Reasons for unrest: Using transformers to understand the reasons behind global protests
We have developed a technique to understand the dominant reasons for protests and demonstrations happening around the world. Our work builds on the ACLED dataset, a source that’s regularly quoted in the media and described by the Guardian as being “the most comprehensive database of conflict incidents around the world”.
ACLED helpfully collects all political violence and protest events but only provides a text description of the event which makes it hard to cluster together events that have a common theme and ask questions such as “how many BLM protests are happening per week?” or “what are the main issues that people are protesting about in Nigeria?”
In this article we’ll take the latter question —”what are the main issues that people are protesting about in Nigeria” — and we’ll provide a worked example, showing how we use state-of-the-art NLP techniques such as transformers and large language models to help us cluster similar events.
Step 1: Explore and understand limitations of our source data
The first step of any data science project is always to consider the source of the data. It’s not just about how much trust we place in the authority that publishes the data, we should have a view on all the following dimensions in order to help us to interpret the data and understand the limitations of what it can tell us:
- Motivation for dataset creation
- Dataset composition
- Data collection process
- Data pre-processing
- Dataset distribution and licensing
- Dataset maintenance
- Legal and ethical considerations
We won’t cover all these aspects for ACLED here, but suffice to say that we believe that it is the best open dataset of protests that’s available to us. The most notable limitation is that ACLED researchers generally rely on media reports as their source so it’s quite likely that there will be omissions due to lack of coverage.
To get more insight into the composition of the dataset we’ll do some exploratory data analysis using Pandas.
ACLED helpfully splits events into different types, we’re only interested in protests so we filter down on those. We’ve got 223,747 protests globally since January 2016. We’re only interested in Nigeria so when we filter down geographically we have 2525. The sources are predominantly national newspapers in Nigeria.
Step 2: Extract the reasons for protests using question answering
The transformer architecture was first proposed in the 2017 paper Attention is All You Need and since then there has been a full-scale revolution in Natural Language Processing. The most well known transformer models include BERT and Open AI’s GPT-3 (indeed GPT stands for generative pre-trained transformer). GPT-3 received significant media attention upon release in June 2020 for it’s ability to[ generate coherent human-like writing](https://gpt3examples.com/) and it’s potential to generate a deluge of indistinguishable fake news.
We are harnessing the power of these large language models by using a pre-trained transformer model from Huggingface with a pipeline designed for question answering. This allows us to literally ask the question:
What is the reason for the protest?
The full description in the ACLED dataset may say:
On Jan 14, protests were held by residents of Arjun Nagar, Bathinda (Punjab), against overflowing sewage in the neighbourhood.

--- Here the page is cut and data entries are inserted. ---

PR #5471, opened 2024-04-18
fix: simply from and to in message to string type

ad1992:
## :bookmark_tabs: Summary

Change the type of from and to to string

### Before
```
from?: { actor: string };
to?: { actor: string };
  ```
  
  ### Now
  ```
  from?:  string;
  to?:string;
  ```

### :clipboard: Tasks

Make sure you

### DIFF
--- a/packages/mermaid/src/diagrams/sequence/sequenceDb.ts
+++ b/packages/mermaid/src/diagrams/sequence/sequenceDb.ts
@@ -115,17 +115,16 @@ const activationCount = (part: string) => {
   if (!part) {
     return 0;
   }
-
   for (i = 0; i < state.records.messages.length; i++) {
     if (
       state.records.messages[i].type === LINETYPE.ACTIVE_START &&
-      state.records.messages[i].from?.actor === part
+      state.records.messages[i].from === part
     ) {
       count++;
     }
     if (
       state.records.messages[i].type === LINETYPE.ACTIVE_END &&
-      state.records.messages[i].from?.actor === part
+      state.records.messages[i].from === part
     ) {
       count--;
     }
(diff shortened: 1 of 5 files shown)

### CODE REVIEW

**Comment by ad1992** [comment]
@sidharthv96 let me know if this looks good

File: packages/mermaid/src/diagrams/sequence/sequenceDb.ts [hunk 1]
```diff
@@ -516,10 +513,10 @@ export const apply = function (param: any | AddMessageParams | AddMessageParams[
...
       case 'activeStart':
-        addSignal(param.actor, undefined, undefined, param.signalType);
+        addSignal(param.actor.actor, undefined, undefined, param.signalType);
         break;
       case 'activeEnd':
-        addSignal(param.actor, undefined, undefined, param.signalType);
+        addSignal(param.actor.actor, undefined, undefined, param.signalType);
         break;
       case 'addNote':
         addNote(param.actor, param.placement, param.text);
```
sidharthv96, line 522: Why is a `.actor` being added here, while it's removed everywhere else?

It also deviates from the uniform way where `param.actor` is the first parameter in other functions. 
 
Maybe we should modify the addSignal function to accept the right type data?

ad1992: The reason is in this case the input is 
```
{actor: { actor: 'John' } }
```

Hence for these two cases `activeStart` and `activeEnd` I am passing `param.actor.actor` as `addSignal` except s a string param and not object anymore.

sidharthv96: Was it not working previously then?
Where is the input coming from? Can we fix it there?

ad1992: yes, it was working previously since the actor was an object. I tried looking deeper into this earlier to fix it the caller instead but wasn't sure where exactly I should be fixing it.
The syntax of activation / deactivation leads to the actor being created as an object

```
Alice->>+John: Yes
John-->>-Alice: OK
```

Could you point me to the right direction of where I can fix the above to generate actor as a string instead of object ?

ad1992: @sidharthv96 did you get a chance to check this ?

sidharthv96: @ad1992 I was able to fix by tweaking the jison. I'll push it, let's see if any tests fail. We can revert if it does.

PR #5503, opened 2024-05-04
feat(state): add from, to ids for edge

igorwessel:
## :bookmark_tabs: Summary

The ID of the from-to relationship was added to the diagram's edges. 
Another denominator "_" was used to make the extraction of these respective IDs easier.

Captura de Tela 2024-05-04 às 06 26 26

I am currently working on converting state diagram to Excalidraw, and I felt the need to have an easier way to find the edges.

I tried some alternative paths but without success, for example:

1. Manually tracking each edge, and using it as an index to search in `.edgePaths`, however, the index does not always reflect how we iterate through the parser.doc.
2. Using the respective `graphCount` id to get the edge, but in cases where we have multiple relationships for the same state, it may not find the correct edge because we do not have access to the `graphCount` in the parser.doc, only to the node id.

### :clipboard: Tasks

Make sure you

### DIFF
--- a/packages/mermaid/src/diagrams/state/stateRenderer-v2.js
+++ b/packages/mermaid/src/diagrams/state/stateRenderer-v2.js
@@ -5,7 +5,7 @@ import { render } from '../../dagre-wrapper/index.js';
 import { log } from '../../logger.js';
 import { configureSvgSize } from '../../setupGraphViewbox.js';
 import common from '../common/common.js';
-import utils from '../../utils.js';
+import utils, { getEdgeId } from '../../utils.js';
 
 import {
   DEFAULT_DIAGRAM_DIRECTION,
@@ -275,7 +275,9 @@ const setupNode = (g, parent, parsedItem, diagramStates, diagramDb, altFlag) => 
         arrowType: '',
         style: G_EDGE_STYLE,
         labelStyle: '',
-        id: 'edge' + graphItemCount + `_${from}_${to}`,
+        id: getEdgeId(from, to, {
+          counter: graphItemCount,
+        }),
         classes: CSS_EDGE_NOTE_EDGE,
         arrowheadStyle: G_EDGE_ARROWHEADSTYLE,
         labelpos: G_EDGE_LABELPOS,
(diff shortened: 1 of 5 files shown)


packages/mermaid/src/diagrams/state/stateRenderer-v2.js
```diff
@@ -324,7 +327,7 @@ const setupDoc = (g, parentParsedItem, doc, diagramStates, diagramDb, altFlag) =
           setupNode(g, parentParsedItem, item.state1, diagramStates, diagramDb, altFlag);
           setupNode(g, parentParsedItem, item.state2, diagramStates, diagramDb, altFlag);
           const edgeData = {
-            id: 'edge' + graphItemCount,
+            id: 'edge' + graphItemCount + `_${item.state1.id}_${item.state2.id}`,
```
igorwessel, line 330: **question:** ‏maybe we could follow flowchart edge id standard?  
Captura de Tela 2024-05-04 às 09 28 41

sidharthv96: That should be fine. 
Let's create a function to generate ID for edges, and use it everywhere, so it's consistent. 

Also, string templates are preferred over concatenation. 
```suggestion
            id: `edge_${graphItemCount}_${item.state1.id}_${item.state2.id}`,
```

igorwessel: @sidharthv96 If I understood correctly, are we going to create a function for the state diagram? Or will it be something global to be used in the other diagrams?

sidharthv96: Something in the common utils seems like the way to go, as the plan is to have a consistent pattern across diagram types. 

I'm not really sure if we need the prefix and suffix though. 

```ts
export const getEdgeID = (
  from: string,
  to: string,
  {
    counter = 0,
    prefix = 'edge',
    suffix
  }: { counter?: number; prefix?: string; suffix?: string } = {}
) => {
  return `${prefix}_${from}_${to}_${counter}${suffix ? `_${suffix}` : ''}`;
};
```

igorwessel: @sidharthv96 I also think that the prefix/suffix is not necessary, but I'm not sure if there's any code today that depends on it.

Looking at some diagrams:
- Dataflow = L-$FROM-$TO-$COUNTER
- Classchart = id_$FROM_$TO_$COUNTER
- Flowchart = L-$FROM-$TO-$COUNTER

The other diagrams do not have IDs in their respective relationships, honestly looking at the codebase I don't think it's necessary but I don't know if people usually use it haha.
But we can keep it to avoid any breaking changes.

sidharthv96 (approved):

igorwessel:
@sidharthv96 could we include it in a minor release? I can do a double-check and look to see if any breaking changes were introduced.

sidharthv96:
Current develop has breaking changes, slotted for v11. So we'll have to extract your changes and rebase onto master to make a new release. We are only doing v10 security releases now.

ad1992:
@sidharthv96 is there an RC version that we can use to unblock and test these changes ?

igorwessel:
@sidharthv96 I realized that this modification was not in the release, I will open a PR again by inserting the IDs. 😆

sidharthv96:
Everything that was merged should have been out in v11 release. I'm on my mobile rn, so can't check what happened.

In this case our question answering task will return:
'overflowing sewage in the neighbourhood.'
Step 3: Cluster together similar protests
In order to see patterns we will need to cluster together similar protest events based on the reasons that we have extracted.
We use two different techniques in order to do this: topic modelling, and clustering. Short text topic modelling (STTM) is a very different problem to topic modelling for large documents. It’s necessary to create embeddings rather than use bag-of-words / TF-IDF based approaches in order to capture the semantic meaning of the text, not just the specific words used. We use a process that’s based on LDA but makes the assumption that there is only one topic in each document.
Bar chart showing number of protests per cluster
The chart above shows the distribution of protest events per topic cluster. There is a long tail of small clusters that we will ignore for now.
In addition to performing topic modelling, we also cluster the events by creating embeddings for each using Google’s universal sentence encoder, and then visualising them.
In order to visualise the clusters, we project these high-dimensional vectors onto a 2D plane, the colours represent the clusters identified by topic modelling.